> _Activity_:
If a line includes "Kind", copy it out of the entries.

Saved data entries
- - - -
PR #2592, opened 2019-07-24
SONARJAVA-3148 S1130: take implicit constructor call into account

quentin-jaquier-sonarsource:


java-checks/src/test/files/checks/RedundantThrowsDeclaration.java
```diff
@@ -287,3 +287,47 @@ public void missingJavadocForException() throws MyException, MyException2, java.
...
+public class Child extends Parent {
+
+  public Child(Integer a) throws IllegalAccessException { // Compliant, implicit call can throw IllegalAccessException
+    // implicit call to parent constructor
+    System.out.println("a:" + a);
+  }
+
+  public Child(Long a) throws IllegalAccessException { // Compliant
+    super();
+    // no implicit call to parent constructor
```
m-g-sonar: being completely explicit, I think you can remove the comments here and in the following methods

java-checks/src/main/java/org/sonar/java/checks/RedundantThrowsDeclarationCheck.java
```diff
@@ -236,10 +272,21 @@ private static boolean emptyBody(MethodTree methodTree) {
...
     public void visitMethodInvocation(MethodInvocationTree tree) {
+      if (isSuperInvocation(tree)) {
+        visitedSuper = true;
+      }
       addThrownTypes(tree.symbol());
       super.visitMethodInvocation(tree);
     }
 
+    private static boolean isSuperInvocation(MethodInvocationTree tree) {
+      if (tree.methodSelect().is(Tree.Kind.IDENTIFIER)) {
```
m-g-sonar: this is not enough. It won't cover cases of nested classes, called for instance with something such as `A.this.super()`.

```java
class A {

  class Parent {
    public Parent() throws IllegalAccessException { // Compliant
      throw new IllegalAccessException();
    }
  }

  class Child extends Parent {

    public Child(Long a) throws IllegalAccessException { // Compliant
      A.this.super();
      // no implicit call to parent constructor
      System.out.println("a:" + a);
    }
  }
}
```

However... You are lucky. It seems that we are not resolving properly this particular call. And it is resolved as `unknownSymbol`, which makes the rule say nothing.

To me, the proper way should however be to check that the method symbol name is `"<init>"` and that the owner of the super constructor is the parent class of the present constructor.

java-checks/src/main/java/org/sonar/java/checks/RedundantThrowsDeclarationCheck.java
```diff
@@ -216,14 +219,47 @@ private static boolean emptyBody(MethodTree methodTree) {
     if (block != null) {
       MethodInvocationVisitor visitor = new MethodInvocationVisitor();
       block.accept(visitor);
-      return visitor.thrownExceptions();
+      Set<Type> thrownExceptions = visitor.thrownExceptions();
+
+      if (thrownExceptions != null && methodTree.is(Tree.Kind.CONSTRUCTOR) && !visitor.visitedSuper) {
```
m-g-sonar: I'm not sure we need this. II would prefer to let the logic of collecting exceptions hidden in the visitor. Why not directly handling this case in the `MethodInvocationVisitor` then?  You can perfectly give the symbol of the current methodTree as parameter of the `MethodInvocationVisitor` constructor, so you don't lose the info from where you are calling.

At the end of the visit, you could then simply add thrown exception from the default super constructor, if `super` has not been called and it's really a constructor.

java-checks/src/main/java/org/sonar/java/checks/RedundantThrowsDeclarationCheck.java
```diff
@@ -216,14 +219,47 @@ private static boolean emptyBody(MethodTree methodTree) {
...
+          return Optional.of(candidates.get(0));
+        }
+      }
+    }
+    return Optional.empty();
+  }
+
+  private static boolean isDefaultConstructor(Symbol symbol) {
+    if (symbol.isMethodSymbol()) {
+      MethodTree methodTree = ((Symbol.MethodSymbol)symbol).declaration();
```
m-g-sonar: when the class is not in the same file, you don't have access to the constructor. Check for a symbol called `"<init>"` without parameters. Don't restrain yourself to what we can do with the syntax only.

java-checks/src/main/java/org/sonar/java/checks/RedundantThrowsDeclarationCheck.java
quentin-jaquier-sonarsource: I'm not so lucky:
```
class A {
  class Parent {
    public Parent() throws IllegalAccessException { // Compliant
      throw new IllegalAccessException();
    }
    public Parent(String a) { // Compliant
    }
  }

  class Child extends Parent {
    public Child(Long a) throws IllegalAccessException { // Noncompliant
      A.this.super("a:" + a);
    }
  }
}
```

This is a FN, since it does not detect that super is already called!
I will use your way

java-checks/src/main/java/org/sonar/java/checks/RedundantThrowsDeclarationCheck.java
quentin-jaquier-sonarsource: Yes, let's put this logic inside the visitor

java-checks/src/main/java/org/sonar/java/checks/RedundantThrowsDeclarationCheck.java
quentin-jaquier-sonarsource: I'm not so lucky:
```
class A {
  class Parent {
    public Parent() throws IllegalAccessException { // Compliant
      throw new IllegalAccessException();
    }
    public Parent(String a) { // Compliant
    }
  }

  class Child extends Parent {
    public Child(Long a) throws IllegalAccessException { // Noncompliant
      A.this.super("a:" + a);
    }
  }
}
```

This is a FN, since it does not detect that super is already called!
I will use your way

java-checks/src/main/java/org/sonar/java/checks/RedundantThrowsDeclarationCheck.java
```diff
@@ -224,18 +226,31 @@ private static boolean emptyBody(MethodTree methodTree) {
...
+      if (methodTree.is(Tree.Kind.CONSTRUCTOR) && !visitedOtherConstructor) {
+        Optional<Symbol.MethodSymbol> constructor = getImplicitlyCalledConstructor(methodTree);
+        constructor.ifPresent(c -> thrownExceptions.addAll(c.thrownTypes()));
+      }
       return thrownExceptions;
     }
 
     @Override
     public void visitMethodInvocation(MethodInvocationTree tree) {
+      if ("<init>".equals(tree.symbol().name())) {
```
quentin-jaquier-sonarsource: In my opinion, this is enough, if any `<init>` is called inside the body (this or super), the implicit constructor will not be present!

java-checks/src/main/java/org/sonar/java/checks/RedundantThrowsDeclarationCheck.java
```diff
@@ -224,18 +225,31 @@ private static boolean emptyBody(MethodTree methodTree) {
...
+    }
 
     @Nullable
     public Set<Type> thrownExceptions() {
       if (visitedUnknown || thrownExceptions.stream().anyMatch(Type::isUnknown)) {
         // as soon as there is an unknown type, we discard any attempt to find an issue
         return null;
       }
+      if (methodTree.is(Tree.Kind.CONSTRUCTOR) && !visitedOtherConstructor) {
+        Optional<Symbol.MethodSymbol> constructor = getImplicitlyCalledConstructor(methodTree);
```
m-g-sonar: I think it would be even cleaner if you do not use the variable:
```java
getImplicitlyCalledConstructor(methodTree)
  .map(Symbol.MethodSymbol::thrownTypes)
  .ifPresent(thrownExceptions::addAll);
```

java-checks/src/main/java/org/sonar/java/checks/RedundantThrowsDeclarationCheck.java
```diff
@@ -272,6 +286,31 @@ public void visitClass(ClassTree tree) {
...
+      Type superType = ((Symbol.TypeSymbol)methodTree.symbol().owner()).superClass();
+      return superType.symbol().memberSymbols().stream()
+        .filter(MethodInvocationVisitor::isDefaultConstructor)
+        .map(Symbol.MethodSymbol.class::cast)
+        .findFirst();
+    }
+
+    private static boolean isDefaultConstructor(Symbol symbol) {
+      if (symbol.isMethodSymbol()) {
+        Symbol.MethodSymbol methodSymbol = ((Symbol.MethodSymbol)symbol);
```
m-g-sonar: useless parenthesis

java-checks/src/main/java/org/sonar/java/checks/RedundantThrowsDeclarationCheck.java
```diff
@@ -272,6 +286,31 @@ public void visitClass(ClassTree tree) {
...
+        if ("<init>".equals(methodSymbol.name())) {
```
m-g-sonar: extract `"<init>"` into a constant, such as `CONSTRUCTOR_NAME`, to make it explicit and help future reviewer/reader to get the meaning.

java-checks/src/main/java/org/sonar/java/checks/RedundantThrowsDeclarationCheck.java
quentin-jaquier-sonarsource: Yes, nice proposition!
- - - -
> _Answer space_:
+      if (tree.methodSelect().is(Tree.Kind.IDENTIFIER)) {
+      if (thrownExceptions != null && methodTree.is(Tree.Kind.CONSTRUCTOR) && !visitor.visitedSuper) {
+      if (methodTree.is(Tree.Kind.CONSTRUCTOR) && !visitedOtherConstructor) {
+      if (methodTree.is(Tree.Kind.CONSTRUCTOR) && !visitedOtherConstructor) {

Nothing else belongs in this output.